▸ Activity: Locate the string "eliminate" in the listing below. Copy every line where it is found.

▸ Data shown:
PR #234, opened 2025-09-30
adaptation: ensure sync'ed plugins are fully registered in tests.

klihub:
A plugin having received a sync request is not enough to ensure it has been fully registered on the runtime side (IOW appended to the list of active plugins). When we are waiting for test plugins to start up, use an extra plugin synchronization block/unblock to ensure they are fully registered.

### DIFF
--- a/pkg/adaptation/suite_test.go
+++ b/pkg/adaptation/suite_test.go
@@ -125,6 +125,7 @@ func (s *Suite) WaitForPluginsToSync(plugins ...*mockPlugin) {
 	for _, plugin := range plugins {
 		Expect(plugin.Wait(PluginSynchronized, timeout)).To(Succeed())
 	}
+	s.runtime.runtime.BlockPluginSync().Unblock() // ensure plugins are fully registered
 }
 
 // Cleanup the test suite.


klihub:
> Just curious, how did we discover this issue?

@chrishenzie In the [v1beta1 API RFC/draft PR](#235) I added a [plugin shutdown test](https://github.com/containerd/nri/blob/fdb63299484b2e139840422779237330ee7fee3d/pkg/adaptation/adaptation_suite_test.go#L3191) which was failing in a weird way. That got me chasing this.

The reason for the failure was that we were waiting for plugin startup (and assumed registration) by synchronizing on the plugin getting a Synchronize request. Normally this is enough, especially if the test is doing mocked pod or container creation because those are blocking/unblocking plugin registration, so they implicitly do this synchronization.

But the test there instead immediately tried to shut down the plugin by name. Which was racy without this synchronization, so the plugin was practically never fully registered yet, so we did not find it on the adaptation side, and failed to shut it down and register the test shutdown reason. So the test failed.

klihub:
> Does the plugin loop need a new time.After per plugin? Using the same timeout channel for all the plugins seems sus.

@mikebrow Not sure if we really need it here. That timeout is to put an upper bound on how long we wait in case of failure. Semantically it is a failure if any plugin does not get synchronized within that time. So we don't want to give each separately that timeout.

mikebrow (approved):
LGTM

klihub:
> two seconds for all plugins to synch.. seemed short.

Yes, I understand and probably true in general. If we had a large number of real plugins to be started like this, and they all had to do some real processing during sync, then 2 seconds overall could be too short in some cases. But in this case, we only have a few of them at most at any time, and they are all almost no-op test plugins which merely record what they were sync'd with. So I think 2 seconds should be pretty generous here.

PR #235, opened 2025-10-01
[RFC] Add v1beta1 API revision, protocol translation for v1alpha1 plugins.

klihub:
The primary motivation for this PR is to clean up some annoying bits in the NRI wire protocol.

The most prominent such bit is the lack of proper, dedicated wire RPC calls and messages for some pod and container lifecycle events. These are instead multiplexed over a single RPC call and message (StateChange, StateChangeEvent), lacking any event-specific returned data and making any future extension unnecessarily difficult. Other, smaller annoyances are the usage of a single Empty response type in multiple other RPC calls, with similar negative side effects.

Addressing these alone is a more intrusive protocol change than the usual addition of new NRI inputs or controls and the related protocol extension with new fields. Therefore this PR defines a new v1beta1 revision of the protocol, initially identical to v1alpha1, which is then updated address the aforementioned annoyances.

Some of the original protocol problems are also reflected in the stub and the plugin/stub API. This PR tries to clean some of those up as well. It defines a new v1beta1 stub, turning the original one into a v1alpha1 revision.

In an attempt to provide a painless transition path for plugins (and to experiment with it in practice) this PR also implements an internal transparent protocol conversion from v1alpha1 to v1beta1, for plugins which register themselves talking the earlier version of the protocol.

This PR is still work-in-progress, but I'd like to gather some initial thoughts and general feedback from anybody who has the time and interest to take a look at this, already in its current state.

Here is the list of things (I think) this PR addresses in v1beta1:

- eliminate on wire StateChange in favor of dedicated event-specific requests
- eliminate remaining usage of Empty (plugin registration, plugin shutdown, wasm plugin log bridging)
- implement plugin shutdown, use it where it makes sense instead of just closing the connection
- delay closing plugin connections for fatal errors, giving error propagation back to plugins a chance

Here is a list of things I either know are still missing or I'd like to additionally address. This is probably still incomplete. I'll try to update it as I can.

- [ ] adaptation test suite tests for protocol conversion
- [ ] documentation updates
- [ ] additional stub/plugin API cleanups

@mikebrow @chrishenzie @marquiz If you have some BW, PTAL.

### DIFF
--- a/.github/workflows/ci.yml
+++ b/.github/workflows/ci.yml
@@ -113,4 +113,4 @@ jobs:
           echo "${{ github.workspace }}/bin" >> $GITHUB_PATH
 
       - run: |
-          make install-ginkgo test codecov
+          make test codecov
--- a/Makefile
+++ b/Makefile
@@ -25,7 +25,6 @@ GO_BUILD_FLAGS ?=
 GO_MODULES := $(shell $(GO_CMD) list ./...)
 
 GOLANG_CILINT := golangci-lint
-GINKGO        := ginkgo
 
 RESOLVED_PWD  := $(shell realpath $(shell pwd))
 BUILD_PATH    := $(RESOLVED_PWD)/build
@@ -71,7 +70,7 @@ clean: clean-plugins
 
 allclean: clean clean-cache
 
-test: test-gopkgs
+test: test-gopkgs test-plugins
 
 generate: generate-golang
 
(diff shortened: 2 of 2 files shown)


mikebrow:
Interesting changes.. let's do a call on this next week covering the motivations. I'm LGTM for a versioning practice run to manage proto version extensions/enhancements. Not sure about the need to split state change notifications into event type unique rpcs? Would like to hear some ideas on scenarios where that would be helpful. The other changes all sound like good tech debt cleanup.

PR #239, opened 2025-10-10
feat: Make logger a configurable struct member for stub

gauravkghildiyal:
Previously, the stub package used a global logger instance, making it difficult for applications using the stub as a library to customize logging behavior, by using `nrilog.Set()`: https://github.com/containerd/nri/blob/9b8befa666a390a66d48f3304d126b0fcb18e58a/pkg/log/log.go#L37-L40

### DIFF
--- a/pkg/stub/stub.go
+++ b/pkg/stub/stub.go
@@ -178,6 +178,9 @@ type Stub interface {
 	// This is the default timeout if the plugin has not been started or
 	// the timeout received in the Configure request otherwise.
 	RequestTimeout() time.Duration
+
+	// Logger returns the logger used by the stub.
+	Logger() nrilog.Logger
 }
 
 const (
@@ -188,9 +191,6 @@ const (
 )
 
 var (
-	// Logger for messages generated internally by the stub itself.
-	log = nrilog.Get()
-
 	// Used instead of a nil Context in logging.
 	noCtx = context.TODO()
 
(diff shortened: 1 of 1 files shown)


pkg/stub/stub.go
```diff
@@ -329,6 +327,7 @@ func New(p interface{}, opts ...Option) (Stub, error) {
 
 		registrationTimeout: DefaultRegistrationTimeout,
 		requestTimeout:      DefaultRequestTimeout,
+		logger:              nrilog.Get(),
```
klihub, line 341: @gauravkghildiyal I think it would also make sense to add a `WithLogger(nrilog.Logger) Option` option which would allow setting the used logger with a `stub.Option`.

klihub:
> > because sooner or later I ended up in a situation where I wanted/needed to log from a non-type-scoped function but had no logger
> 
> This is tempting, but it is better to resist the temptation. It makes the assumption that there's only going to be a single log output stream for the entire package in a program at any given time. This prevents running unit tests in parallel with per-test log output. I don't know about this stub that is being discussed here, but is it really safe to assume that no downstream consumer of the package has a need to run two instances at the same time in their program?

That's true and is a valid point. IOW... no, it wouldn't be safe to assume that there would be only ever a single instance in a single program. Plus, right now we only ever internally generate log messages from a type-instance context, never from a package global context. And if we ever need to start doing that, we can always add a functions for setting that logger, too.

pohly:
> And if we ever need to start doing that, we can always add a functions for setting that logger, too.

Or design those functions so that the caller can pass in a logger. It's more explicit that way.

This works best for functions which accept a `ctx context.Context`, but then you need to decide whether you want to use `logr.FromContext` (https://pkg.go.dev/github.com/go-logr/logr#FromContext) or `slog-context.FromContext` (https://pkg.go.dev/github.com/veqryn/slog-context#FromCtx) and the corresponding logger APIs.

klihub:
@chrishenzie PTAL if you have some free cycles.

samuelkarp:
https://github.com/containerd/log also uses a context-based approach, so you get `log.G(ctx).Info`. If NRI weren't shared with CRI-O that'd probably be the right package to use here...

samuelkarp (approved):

▸ Answer section:
- eliminate on wire StateChange in favor of dedicated event-specific requests
- eliminate remaining usage of Empty (plugin registration, plugin shutdown, wasm plugin log bridging)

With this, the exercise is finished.